### WORK ORDER
The answer should consist solely of the lines from the first one below through the line containing "- [ ] Did it", copied exactly.

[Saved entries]
PR #462, opened 2019-07-12
Pfe progress indicator

Djfaucette:
## Feature Branch: Pfe Progress Indicator

* Appendix doc:
    - 
* Link(s) to demo pages_ where this element can be viewed:
    - 

### Ready-for-merge Checklist

- [x] Expected files: all files in the merge request related to one feature request?
- [x] Is your branch up-to-date with the master branch?
- [x] Did automated tests pass?
- [x] Was it [browser-tested] Not sure how to test in web store? (https://docs.google.com/spreadsheets/d/1luriPYswlGcKdcbKhQfW6kxIgj7tjNjnBVP7yZ4onwA/edit#gid=1660273076)?
- [ ] Was this feature demo'd and the design review task marked as complete?
- [ ] Did it get a LGTM *after the last commit*? (changelog updates are exempt from this rule)
- [ ] Changelog: consider this your postage stamp, it can’t go out without one! Stories should be in alphabetical/numerical order under the tag release.

---

### What's in this branch?


elements/pfe-progress-indicator/README.md
```diff
@@ -0,0 +1,32 @@
+# PatternFly Element | Progress Element
+
```
chrisdo1: I think we should add `## Overview` and `## Usage` documentation here.

elements/pfe-progress-indicator/src/pfe-progress-indicator.js
```diff
@@ -0,0 +1,54 @@
...
+
+  get templateUrl() {
+    return "pfe-progress-indicator.html";
+  }
+
+  get styleUrl() {
+    return "pfe-progress-indicator.scss";
+  }
+
+  // static get observedAttributes() {
```
chrisdo1: Can we remove commented code?

elements/pfe-progress-indicator/src/pfe-progress-indicator.js
```diff
@@ -0,0 +1,54 @@
...
+        `${
+        PfeProgressIndicator.tag
+        }: You do not have a backup loading message.`
+      );
+    } else {
+      // do nothing
+    }
+  }
+
+  // attributeChangedCallback(attr, oldValue, newValue) {}
```
chrisdo1: Remove?

elements/pfe-progress-indicator/src/pfe-progress-indicator.scss
```diff
@@ -0,0 +1,65 @@
...
+:host([hidden]) {
+  display: none;
+}
+
+:host([pfe-indeterminate]) {
+    animation: spin 1s linear infinite;
+    -webkit-animation:spin 1s linear infinite;
+    -moz-animation:spin 1s linear infinite;
+
+    border-bottom: 4px solid rgba(0,0,0,0.25);
```
chrisdo1: Can we set local variables for these so they aren't repeated? Maybe something like:
```
$pfe-progress-indicator--border-light: 4px solid rgba(0,0,0,0.25);
$pfe-progress-indicator--border-dark: 4px solid rgba(0,0,0,0.75);
```

elements/pfe-progress-indicator/src/pfe-progress-indicator.scss
```diff
@@ -0,0 +1,65 @@
...
+    display: inline-block;
+    height: 2rem;
+    margin: 0 auto;
+    position: relative;
+    width: 2rem;
+    vertical-align: middle;
+    visibility: visible;
+}
+
+@-ms-keyframes spin {
```
chrisdo1: Since a lot of these values are repeated I wonder if we could set some local variables for these or possibly include them in a mixin with an @for to loop through the different vendor prefixes?

Djfaucette: I think once we have auto-prefixer that will be a moot point. At the moment it's four rules, but I think in the future it will just be one.

elements/pfe-progress-indicator/README.md
```diff
@@ -0,0 +1,44 @@
+# PFElements Progress Indicator Element
+
+`pfe-progress-indicator` is a call-to-action (CTA) element, that stands out from regular hypertext links, and is used for linking users to webpages.
```
castastrophe: This description seems potentially out of date?  Is it considered a call-to-action?

elements/pfe-progress-indicator/README.md
```diff
@@ -0,0 +1,44 @@
...
+## Usage
+```html
+<pfe-progress-indicator pfe-indeterminate>
+    <h1>My fallback loading message</h1>
+</pfe-progress-indicator>
+```
+
+## Slots
+
+Progress Indicator has one slot only. It is named `progress-message`.
```
castastrophe: This might be out of date too - I believe this there is only one unnamed slot, correct?

elements/pfe-progress-indicator/README.md
```diff
@@ -0,0 +1,44 @@
+# PFElements Progress Indicator Element
+
+`pfe-progress-indicator` is a call-to-action (CTA) element, that stands out from regular hypertext links, and is used for linking users to webpages.
+
+## Usage
+```html
+<pfe-progress-indicator pfe-indeterminate>
```
castastrophe: Can you add notes to the doc about what pfe-indeterminate means?

elements/pfe-progress-indicator/src/pfe-progress-indicator.html
```diff
@@ -0,0 +1 @@
+<slot class="sr-only" name="progress-message"></slot>
```
castastrophe: Should this be an unnamed slot?

elements/pfe-progress-indicator/src/pfe-progress-indicator.json
```diff
@@ -0,0 +1,51 @@
...
+  "properties": {
+    "slots": {
+      "title": "Slots",
+      "description": "Definition of the supported slots",
+      "type": "object",
+      "properties": {
+        "content": {
+          "title": "Content",
+          "type": "array",
+          "namedSlot": true,
```
castastrophe: This should be set to false and the oneOf should be "raw" instead of "progress-message".  The array inside content indicates what components or code is allowed inside the slot.  Since all HTML is allowed inside the slot, we can just use raw.

elements/pfe-progress-indicator/demo/index.html
```diff
@@ -0,0 +1,28 @@
...
+  <!-- uncomment the es5-adapter if you're using the umd version -->
+  <script src="/@webcomponents/webcomponentsjs/custom-elements-es5-adapter.js"></script>
+  <script src="/@webcomponents/webcomponentsjs/webcomponents-loader.js"></script>
+  <script src="https://cdnjs.cloudflare.com/ajax/libs/require.js/2.3.5/require.min.js"></script>
+  <script>require(['../pfe-progress-indicator.umd.js'])</script>
+</head>
+
+<body unresolved>
+  <h1>&lt;pfe-progress-indicator&gt;</h1>
+  <pfe-progress-indicator pfe-indeterminate>
```
castastrophe: Instead of requiring the light-dom to provide the initial state, can the web component set it?

castastrophe: What about using aria attributes instead of a custom attribute? https://stackoverflow.com/questions/31716425/how-do-you-make-the-loading-icon-accessible-for-screen-readers-like-jaws

elements/pfe-progress-indicator/src/pfe-progress-indicator.scss
```diff
@@ -0,0 +1,68 @@
...
+$pfe-progress-indicator--border-light: 4px solid rgba(0, 0, 0, 0.25);
+$pfe-progress-indicator--border-dark: 4px solid rgba(0, 0, 0, 0.75);
+
+:host([hidden]) {
+  display: none;
+}
+
+:host([pfe-indeterminate]) {
+    animation: spin 1s linear infinite;
+    -webkit-animation:spin 1s linear infinite;
```
castastrophe: Don't worry about manually coding vendor prefixes - we use autoprefixer and it will add that for you.  You can confirm in the rendered .css file that this is being done correctly.

elements/pfe-progress-indicator/src/pfe-progress-indicator.scss
```diff
@@ -0,0 +1,68 @@
+@import "../../pfe-sass/pfe-sass";
+
+$pfe-progress-indicator--border-light: 4px solid rgba(0, 0, 0, 0.25);
```
castastrophe: Instead of hardcoding these values, can you use the variables?  

`$pfe-progress-indicator--border-light: #{pfe-var(surface--border-width--heavy)} #{pfe-var(surface--border-style)} rgba(0, 0, 0, .25);
$pfe-progress-indicator--border-dark: #{pfe-var(surface--border-width--heavy)} #{pfe-var(surface--border-style)} rgba(0, 0, 0, .75);`

elements/pfe-progress-indicator/src/pfe-progress-indicator.scss
```diff
@@ -0,0 +1,68 @@
...
+    -moz-animation:spin 1s linear infinite;
+
+    border-bottom: $pfe-progress-indicator--border-light;
+    border-left: $pfe-progress-indicator--border-light;
+    border-right: $pfe-progress-indicator--border-light;
+    border-top: $pfe-progress-indicator--border-dark;
+    border-radius: 100%;
+    
+    display: inline-block;
+    height: 2rem;
```
castastrophe: Could we set this as a variable to allow customization if necessary?
```
height: var(--pfe-progress-indicator--Height, 2rem);
```

elements/pfe-progress-indicator/src/pfe-progress-indicator.scss
```diff
@@ -0,0 +1,68 @@
...
+    margin: 0 auto;
+    position: relative;
+    width: 2rem;
```
castastrophe: Same here or use the same variable and name it something more generic like `--pfe-progress-indicator--size`
```
width: var(--pfe-progress-indicator--Width, 2rem);
```

elements/pfe-progress-indicator/src/pfe-progress-indicator.scss
castastrophe: Autoprefixer is already added so you can remove this code :)

elements/pfe-progress-indicator/src/pfe-progress-indicator.scss
```diff
@@ -0,0 +1,68 @@
...
+}
+@keyframes spin {
+    from {
+        transform: rotate(0deg);
+    } to {
+        transform: rotate(360deg);
+    }
+}
+
+  .sr-only {
```
castastrophe: There's already an sr-only mixin, you can replace this with:
```
.sr-only {
   @include pfe-sr-only;
}
```

elements/pfe-progress-indicator/src/pfe-progress-indicator.story.js
```diff
@@ -0,0 +1,11 @@
+import { storiesOf } from "@storybook/polymer";
+import "../pfe-progress-indicator";
+
+storiesOf("Progress", module).add(
```
castastrophe: This file needs to be moved to the demo folder for consistency with other components.  Also, for the implementation, try this instead (it's more dynamic):
```
import { storiesOf } from "@storybook/polymer";
import * as storybookBridge from "@storybook/addon-knobs/polymer";
import * as tools from "../../../.storybook/utils.js";

import PfeProgressIndicator from "../pfe-progress-indicator";

const stories = storiesOf("Progress indicator", module);

// Define the template to be used
const template = (data = {}) => {
  return tools.component(PfeProgressIndicator.tag, data.prop, data.slots);
};

stories.addDecorator(storybookBridge.withKnobs);

stories.add(PfeProgressIndicator.tag, () => {

  let config = {};
  const props = PfeProgressIndicator.properties;

  // Trigger the auto generation of the knobs for attributes
  config.prop = tools.autoPropKnobs(props, storybookBridge);

  const slots = PfeProgressIndicator.slots;

  // Trigger the auto generation of the knobs for slots
  config.has = tools.autoContentKnobs(slots, storybookBridge);

  const rendered = template(config);
  return tools.preview(rendered);
});
```

elements/pfe-progress-indicator/src/pfe-progress-indicator.scss
Djfaucette: Awesome, incorporated.

elements/pfe-progress-indicator/src/pfe-progress-indicator.html
Djfaucette: Yes, updated.

elements/pfe-progress-indicator/demo/index.html
Djfaucette: I actually looked into aria-busy, but when I looked at what it does it didn't seem like the right choice. The official write up about it says something "Users of assistive technology will not be able to read anything while the content is getting updated." This is a message that a screen reader could actually see and read.

elements/pfe-progress-indicator/src/pfe-progress-indicator.scss
Djfaucette: Def!

elements/pfe-progress-indicator/demo/index.html
Djfaucette: @castastrophe Let me know if we want to toss this idea around some more. For now I'm marking resolved.

elements/pfe-progress-indicator/src/pfe-progress-indicator.js
```diff
@@ -0,0 +1,53 @@
...
+    const firstChild = this.children[0];
+
+    if (!firstChild) {
+      console.warn(
+        `${
+        PfeProgressIndicator.tag
+        }: You do not have a backup loading message.`
+      );
+    } else {
+      // do nothing
```
castastrophe: If no action, you can remove the else statement here

elements/pfe-progress-indicator/README.md
```diff
@@ -9,6 +9,8 @@
 </pfe-progress-indicator>
 ```
 
+At the time of writing there is only one style variant, `pfe-indeterminate` that spins without informing the user of where there are in the waiting process, only that http activity has not been resolved. This may change in the future as more style variants become available.
```
castastrophe: Minor typo: where **they** are in the waiting process

elements/pfe-progress-indicator/README.md
castastrophe: This still indicates that the component has 1 named slot.  Is that accurate?

elements/pfe-progress-indicator/src/pfe-progress-indicator.scss
```diff
@@ -19,50 +22,18 @@ $pfe-progress-indicator--border-dark: 4px solid rgba(0, 0, 0, 0.75);
     border-radius: 100%;
     
     display: inline-block;
-    height: 2rem;
+    height: var(--pfe-progress-indicator--height, 2rem);
```
castastrophe: For BEM approach this should use uppercase for the name of css properties so: `--pfe-progress-indicator--Height` and `--pfe-progress-indicator--Width`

### WRITTEN ANSWER
PR #462, opened 2019-07-12
Pfe progress indicator

Djfaucette:
## Feature Branch: Pfe Progress Indicator

* Appendix doc:
    - 
* Link(s) to demo pages_ where this element can be viewed:
    - 

### Ready-for-merge Checklist

- [x] Expected files: all files in the merge request related to one feature request?
- [x] Is your branch up-to-date with the master branch?
- [x] Did automated tests pass?
- [x] Was it [browser-tested] Not sure how to test in web store? (https://docs.google.com/spreadsheets/d/1luriPYswlGcKdcbKhQfW6kxIgj7tjNjnBVP7yZ4onwA/edit#gid=1660273076)?
- [ ] Was this feature demo'd and the design review task marked as complete?
- [ ] Did it get a LGTM *after the last commit*? (changelog updates are exempt from this rule)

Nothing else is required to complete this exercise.